- Your assignment
Every line with the string "instanceof" in it belongs in your answer, so copy them all from the data.

- The input
+--

PR #919, opened 2022-10-21
feat(utils): setAbortableTimeout and setAbortableInterval

harbu:
## Summary

Based on #917.

Add exported functions `setAbortableTimeout` and `setAbortableInterval` to `@streamr/utils`. They act similar to their JavaScript counterparts, `setTimeout` and `setInterval`, but with added support for `AbortSignal` to silently abort a timer.

- It seems to be standard practice in JavaScript libraries to accept an `AbortSignal` instead of an `AbortController` for operations that can be aborted. E.g. https://nodejs.org/api/stream.html#streamaddabortsignalsignal-stream, https://nodejs.org/api/stream.html#streamaddabortsignalsignal-stream, and https://developer.mozilla.org/en-US/docs/Web/API/fetch. We should change the rest of the exported functions that take in an `AbortController` to take in `AbortSignal` instead. 
- Lack of `removeEventListener` and `addEventListener` on `AbortSignal` type is cumbersome (lots of casting). 

### DIFF
--- a/packages/utils/src/abortableTimers.ts
+++ b/packages/utils/src/abortableTimers.ts
@@ -1,0 +1,39 @@
+/**
+ * setTimeout with AbortController support. Aborting will simply clear
+ * the timeout silently.
+ */
+export const setAbortableTimeout = createAbortableTimerFn(setTimeout, clearTimeout, true)
+
+/**
+ * setInterval with AbortController support. Aborting will simply clear
+ * the interval silently.
+ */
+export const setAbortableInterval = createAbortableTimerFn(setInterval, clearInterval, false)
+
+function createAbortableTimerFn(
+    setupTimerFn: (cb: () => void, ms?: number) => NodeJS.Timer,
+    clearFn: (ref: NodeJS.Timer) => void,
+    removeListenerAfterCb: boolean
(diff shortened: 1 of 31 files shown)


packages/utils/src/abortableTimers.ts
```diff
@@ -0,0 +1,41 @@
...
+ * setInterval with AbortSignal support. Aborting will simply clear
+ * the interval silently.
+ */
+export const setAbortableInterval = createAbortableTimerFn(setInterval, clearInterval, false)
+
+function createAbortableTimerFn(
+    setupTimerFn: (cb: () => void, ms?: number) => NodeJS.Timer,
+    clearFn: (ref: NodeJS.Timer) => void,
+    removeListenerOnCb: boolean
+): (cb: () => void, ms?: number, abortSignal?: AbortSignal) => NodeJS.Timer {
```
harbu: Let's make return type `void`. If user wants to "clear" timeout / interval they need to pass a composite abort controller (e.g. https://github.com/tjmehta/composite-abort-controller). 

Also make `ms` mandatory. Also make `abortSignal` mandatory. If you just want normal timeout / interval without aborting use the normal node.js built-in variants.

harbu: Fixed in 1299520 and 75908a3

teogeb (approved):

PR #921, opened 2022-10-21
test(client): Fix `no storage assigned` resend test

teogeb:
## Summary

Fixed `"no historical messages available / resendSubscribe / no storage assigned"` test cases which was earlier refactored in this PR: https://github.com/streamr-dev/network-monorepo/pull/795. In that refactoring the test was incorrectly modified to use a stream which has a storage node assigned. Now that test cases creates a separate stream (and doesn't assign it to a storage node).

Added also assertion that `onError` is not called.

## Open questions

Why we have a special handling for `resendSubscribe` (`client.subscribe({..., resend: {}})`) to not to throw if there is no storage node assigned? (`ResendSubscription:60`). Maybe it would make more sense that it would throw, similarly as `client.resend` does?
- if we want to unify the behavior we could remove the `"no historical messages available / resendSubscribe / no storage assigned"` test case altogether

## Other changes

- Improved test naming
- Removed a test case from `"historical messages available"` section. The test case simulated a situation where storage node was not assigned. That didn't didn't make any sense: if there is no storage node, there can't be "historical messages available".
- Added local `publishTestMessages` utility method so that it can publish to a non-default stream.

It is not clear whether we should assert subscription count at the end of each test case. The subscription count is 0 because we iterate the received messages (e.g. by `collect` or by `for await` loop). That triggers the unsubscribe. Therefore those subscription counts asserts our test logic instead of production functionality. Related PR: https://github.com/streamr-dev/network-monorepo/pull/924.

### DIFF
--- a/packages/client/test/integration/Resends2.test.ts
+++ b/packages/client/test/integration/Resends2.test.ts
@@ -1,7 +1,7 @@
 import 'reflect-metadata'
 import fs from 'fs'
 import path from 'path'
-import { StreamMessage } from 'streamr-client-protocol'
+import { StreamID, StreamMessage } from 'streamr-client-protocol'
 import { fastWallet } from 'streamr-test-utils'
 import { createTestStream } from '../test-utils/utils'
 import { getPublishTestStreamMessages, getWaitForStorage, Msg } from '../test-utils/publish'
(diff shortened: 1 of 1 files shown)


harbu:
> Why we have a special handling for resendSubscribe (client.subscribe({..., resend: {}})) to not to throw if there is no storage node assigned? (ResendSubscription:60). Maybe it would make more sense that it would throw, similarly as client.resend does?

Discussed this a bit with @teogeb . On one hand, the user has requested a _resend_ and a subscription, so it would make sense that an error is thrown if the user's request cannot be met due to stream not being assigned to a storage node. On the other hand, there is presumably some amounts of existing code and usage that relies on resend + subscription even though the underlying stream has not been assigned to a storage node. Therefore I think a `logger.warn` would be appropriate here, at least for v7.

harbu (approved):

PR #925, opened 2022-10-24
test(client): Test client error code

teogeb:
## Summary

Added assertions about `StreamrClientError`. Now we always check the error code, and optionally also the error message.

Implemented custom Jest matcher `toThrowStreamError` so that we can easily check these multiple aspects of thrown error.

## Other changes

- Fixed error message for `NO_STORAGE_NODE` error: it uses `streamId` instead of `streamPartId` as assignments are stream specific.
- Renamed `CLIENT_IS_DESTROYED` code to `CLIENT_DESTROYED`. This is not a breaking changes as v6 didn't have any error codes (and we haven't documented the error codes in changelog or in readme).
- Removed invalid test in `Resends2.test.ts`, which seemed to check streamId validity but actually failed for `NO_STORAGE_NODE` (and therefore was a duplicate test).
- Removed duplicate test in `GapFill.test.ts` which tested that client.resend throws `NO_STORAGE_NODE` error (was already tested in `Resends2.test.ts`)

### DIFF
--- a/packages/client/test/test-utils/customMatchers.ts
+++ b/packages/client/test/test-utils/customMatchers.ts
@@ -2,7 +2,7 @@ import { expect } from '@jest/globals'
 import type { MatcherState } from 'expect'
 import { printExpected, printReceived } from 'jest-matcher-utils'
 import { isFunction } from 'lodash'
-import { StreamrClientError } from './../../src/StreamrClientError'
+import { StreamrClientError, StreamrClientErrorCode } from './../../src/StreamrClientError'
 
 // we could ES2015 module syntax (https://jestjs.io/docs/expect#expectextendmatchers),
 // but the IDE doesn't find custom matchers if we do that
@@ -10,7 +10,7 @@ declare global {
     // eslint-disable-next-line @typescript-eslint/no-namespace
     namespace jest {
         interface Matchers<R> {
-            toThrowStreamError(expectedError: Partial<StreamrClientError>): R
+            toThrowStreamError(expectedError: { code: StreamrClientErrorCode, message?: string }): R
         }
     }
 }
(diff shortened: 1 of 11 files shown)


packages/client/test/test-utils/customMatchers.ts
```diff
@@ -0,0 +1,61 @@
...
+        pass: false,
+        message: () => `${description}\nExpected: ${printExpected(expected)}\nReceived: ${printReceived(actual)}`
+    }
+}
+
+const toThrowStreamError = function(
+    this: MatcherState,
+    actual: unknown, // should be (() => StreamrClientError) | StreamrClientError
+    expectedError: { code: StreamrClientErrorCode, message?: string }
+) {
```
harbu: Return type

packages/client/test/test-utils/customMatchers.ts
```diff
@@ -0,0 +1,61 @@
...
+    let actualError
+    if (isFunction(actual)) {
+        try {
+            actual()
+            return {
+                pass: false,
+                message: () => `Function didn't throw`
```
harbu:
```suggestion
                message: () => "Function didn't throw"
```

packages/client/test/test-utils/customMatchers.ts
```diff
@@ -0,0 +1,61 @@
...
+            }
+        } catch (e) {
+            actualError = e
+        }
+    } else {
+        actualError = actual
+    }
+    if (!(actualError instanceof StreamrClientError)) {
```
harbu, line 55: Line break before to separate logically.
```suggestion
    if (!(actualError instanceof StreamrClientError)) {
```

harbu (approved):

PR #926, opened 2022-10-24
refactor(client): Remove `SubscriptionSession` dependency from `Subscription`

teogeb:
## Summary

There was circular dependency between `Subscription` and `SubscriptionSession`. Removed `Subscriptions`'s dependency from `SubscriptionSession`. Removed also internal `Subscription#waitForNeighbours` method which was only used in one test.

## Other changes

- provided direct dependencies for `ResendSubscription` (earlier passed a `DependencyContainer` as an argument)
- removed `StreamrClient#container` private field, which is no longer needed
- removed `@internal` annotations from some private fields

### DIFF
--- a/packages/client/src/subscribe/Subscriber.ts
+++ b/packages/client/src/subscribe/Subscriber.ts
@@ -118,10 +118,7 @@ export class Subscriber {
     }
 
     private async add<T>(streamPartId: StreamPartID): Promise<Subscription<T>> {
-        const subSession = this.getOrCreateSubscriptionSession<T>(streamPartId)
-
-        // create subscription
-        const sub = new Subscription<T>(subSession.streamPartId, this.loggerFactory)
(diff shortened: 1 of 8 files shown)


packages/client/src/subscribe/Subscriber.ts
```diff
@@ -121,7 +121,7 @@ export class Subscriber {
         const subSession = this.getOrCreateSubscriptionSession<T>(streamPartId)
 
         // create subscription
-        const sub = new Subscription<T>(subSession, this.loggerFactory)
+        const sub = new Subscription<T>(subSession.streamPartId, this.loggerFactory)
```
harbu: Could be simplified.
```suggestion
        const sub = new Subscription<T>(streamPartId, this.loggerFactory)
```

harbu (approved):

PR #930, opened 2022-10-25
feat(client): Log warning in resend subscribe if no storage assigned

teogeb:
If storage node is not assigned to a stream and we call `client.resendSubscribe`, it logs a warning. Discussed here: https://github.com/streamr-dev/network-monorepo/pull/921#issuecomment-1288784070

## Testing

Added `FakeLogger` test environment class. It stores log entries to an array, and in test we can check that an expected entry exists in that array.

Created a type annotation for `LogLevel` and used that in `FakeLogger` and `StrictStreamrClientConfig`.


packages/client/test/unit/ResendSubscription.test.ts
```diff
@@ -0,0 +1,46 @@
...
+import { ResendSubscription } from "../../src/subscribe/ResendSubscription"
+import { fromArray } from '../../src/utils/GeneratorUtils'
+import { collect } from '../../src/utils/iterators'
+import { STREAM_CLIENT_DEFAULTS } from './../../src/Config'
+import { StreamrClientError } from './../../src/StreamrClientError'
+import { createMockMessage } from './../test-utils/utils'
+
+const STREAM_PART_ID = StreamPartIDUtils.parse('streamId#0')
+
+describe('ResendSubscription', () => {
```
harbu: Check logging in Resends2.test.ts with integration test as discussed.

teogeb: Fixed

packages/client/test/test-utils/fake/FakeLogger.ts
```diff
@@ -0,0 +1,64 @@
...
+    message: string
+    level: LogLevel
+}
+
+const LOG_LINE_PREFIX_LENGTH = 56 // Logger prefixes each line with level, timestamp and context
+
+export class FakeLogger implements Omit<Logger, 'getFinalLogger'> {
+
+    private entries: LogEntry[] = []
+    private format: (pattern: string, args: any[], cb: (message: string) => void) => void
```
harbu:
```suggestion
    private readonly entries: LogEntry[] = []
    private readonly format: (pattern: string, args: any[], cb: (message: string) => void) => void
```

packages/client/test/test-utils/fake/FakeLogger.ts
```diff
@@ -0,0 +1,64 @@
...
+        this.format = (pattern: string, args: any[], cb: (message: string) => void) => {
+            const logger = new Logger(module, undefined, 'trace', {
+                write: (line: string) => {
+                    // eslint-disable-next-line
+                    const withoutColors = line.replace(/\x1b\[[0-9]+m/gi, '')
+                    const withoutPrefix = withoutColors.substring(LOG_LINE_PREFIX_LENGTH)
+                    const withoutLinefeed = withoutPrefix.substring(0, withoutPrefix.length - 1)
+                    cb(withoutLinefeed)
+                }
+            })
```
harbu, line 26: I think we should create a simple unit test for `FakeLogger` to ensure that it strips away this info correctly. To guard against situations where we would change the format of the real `Logger` but forget to account for the change here.

packages/client/test/test-utils/fake/FakeEnvironment.ts
```diff
@@ -79,6 +87,10 @@ export class FakeEnvironment {
         return this.network
     }
 
+    getLogger(): FakeLogger {
+        return this.logger
+    }
+
```
harbu, line 93: Should we provide a direct access to log entries here to make use easier?
```suggestion
    getLogEntries(): LogEntry[] {
        return this.logger.getEntries()
    }

```

packages/client/test/test-utils/fake/FakeLogger.ts
teogeb: Fixed

packages/client/test/test-utils/fake/FakeLogger.ts
teogeb: Added a unit test

packages/client/test/test-utils/fake/FakeEnvironment.ts
teogeb: I'd keep the current style where each `FakeEnvironment` component is exposed as a getter, and the actual query/command methods are in that component. It is quite straightforward to assert `environment.getLogger().getEntries()` anyway.

This way we follow the "do only one thing, and do it well" principle in `FakeEnvironment`: the environment just manages the component, doesn't operate on them (and doesn't need to know what operations are available).

harbu (approved):

PR #936, opened 2022-10-26
chore(network): drastically downsize propagation buffer

harbu:
## Summary

Reduce the default maximum active propagation tasks parameter in network node, i.e. `Propagation#DEFAULT_MAX_MESSAGES`, from 10000 to 30. Having the "propagation buffer" be too large can cause extremely busty behavior in large topologies leading to message delivery failure and high resource consumption.

## Limitations and Future improvements

- Temporarily had to adjust broker test `multiple-publisher-plugins.test.ts` to wait a bit after publishing 1st message (so that connections get opened). Otherwise it would publish 120 messages at once, leading to most of them dropping off the buffer. This should be addressed in NET-919.

- Consider adding a rate limit to how fast a buffer gets emptied. This could allow for a larger buffer whilst keeping the bursty-ness in check.


juslesan (approved):
LGTM,

In the future the size of the messages in the buffer should also be considered!

PR #938, opened 2022-10-27
refactor(utils): remove "as any" casts and undefined checks

harbu:
## Changes

- With the new version of Node.js type definitions `@types/nodes` introduced in 074d31611c94bd69dfe4b5fecd072b80374cc69c,  interface `AbortSignal` now properly inherits from `EventTarget` removing the need for `as any` casts to add and remove event listeners.
- Remove undefined checks for parameter `abortSignal` in `setAbortableTimeout` and `setAbortableInterval`. No need as the parameter is not optional.

### DIFF
--- a/packages/utils/src/abortableTimers.ts
+++ b/packages/utils/src/abortableTimers.ts
@@ -16,23 +16,16 @@ function createAbortableTimerFn(
     removeListenerOnCb: boolean
 ): (cb: () => void, ms: number, abortSignal: AbortSignal) => void {
     return (callback, ms, abortSignal): void => {
-        if (abortSignal?.aborted) {
+        if (abortSignal.aborted) {
             return
         }
-        let abortListener: () => void
-        if (abortSignal !== undefined) {
-            abortListener = () => {
-                clearFn(timeoutRef)
-                // TODO remove the type casting when type definition for abortController has been updated to include addEventListener
-                ;(abortSignal as any).removeEventListener('abort', abortListener)
-            }
-            // TODO remove the type casting when type definition for abortController has been updated to include addEventListener
-            (abortSignal as any).addEventListener('abort', abortListener)
+        const abortListener = () => {
+            clearFn(timeoutRef)
         }
+        abortSignal.addEventListener('abort', abortListener, { once: true })
         const timeoutRef = setupTimerFn(() => {
-            if (abortListener !== undefined && removeListenerOnCb) {
-                // TODO remove the type casting when type definition for abortController has been updated to include removeEventListener
-                (abortSignal as any).removeEventListener('abort', abortListener)
+            if (removeListenerOnCb) {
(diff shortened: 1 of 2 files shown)


packages/utils/src/abortableTimers.ts
```diff
@@ -16,23 +16,16 @@ function createAbortableTimerFn(
...
-                clearFn(timeoutRef)
-                // TODO remove the type casting when type definition for abortController has been updated to include addEventListener
-                ;(abortSignal as any).removeEventListener('abort', abortListener)
-            }
-            // TODO remove the type casting when type definition for abortController has been updated to include addEventListener
-            (abortSignal as any).addEventListener('abort', abortListener)
+        const abortListener = () => {
+            clearFn(timeoutRef)
         }
+        abortSignal.addEventListener('abort', abortListener, { once: true })
```
teogeb, line 25: Maybe worth mentioning in PR description that we now use `{ once: true }` (potentially less memory leaks or otherwise affects functionality).

packages/utils/src/asAbortable.ts
```diff
@@ -22,23 +22,20 @@ export function asAbortable<T>(
...
-        if (abortSignal !== undefined) {
-            abortListener = () => {
-                reject(new AbortError(customErrorContext))
-            }
-            // TODO remove the type casting when type definition for abortController has been updated to include addEventListener
-            (abortSignal as any).addEventListener('abort', abortListener)
+        abortListener = () => {
+            reject(new AbortError(customErrorContext))
         }
+        abortSignal.addEventListener('abort', abortListener)
```
teogeb, line 36: Should we use `{ once: true }` here, too?

packages/utils/src/abortableTimers.ts
harbu: The functionality should be the same. Before this change we did the cleanup inside `abortListener` by-hand, i.e.
```ts
abortListener = () => {
    clearFn(timeoutRef)
    // TODO remove the type casting when type definition for abortController has been updated to include addEventListener
    ;(abortSignal as any).removeEventListener('abort', abortListener)
}
```

Now we just added `{ once: true }` to let the library do the cleaning on our behalf therefore simplifying our code.

packages/utils/src/asAbortable.ts
harbu: In the `finally` block, the event listener gets removed in any case. We could add `{ once: true }` but that would mean that in the case of an abort signal occurring (before `promise` resolves), the `abortListener` would already been removed when we arrive at the `finally` block. Removing a non-existing listener is no-op so it probably wouldn't really matter. So a matter of taste I guess. It would be a bit more "playing it safe" to add the `{ once: true }` but OTOH, it's not really needed in this case.

teogeb (approved):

+--

- Reply to the exercise
+    if (!(actualError instanceof StreamrClientError)) {
    if (!(actualError instanceof StreamrClientError)) {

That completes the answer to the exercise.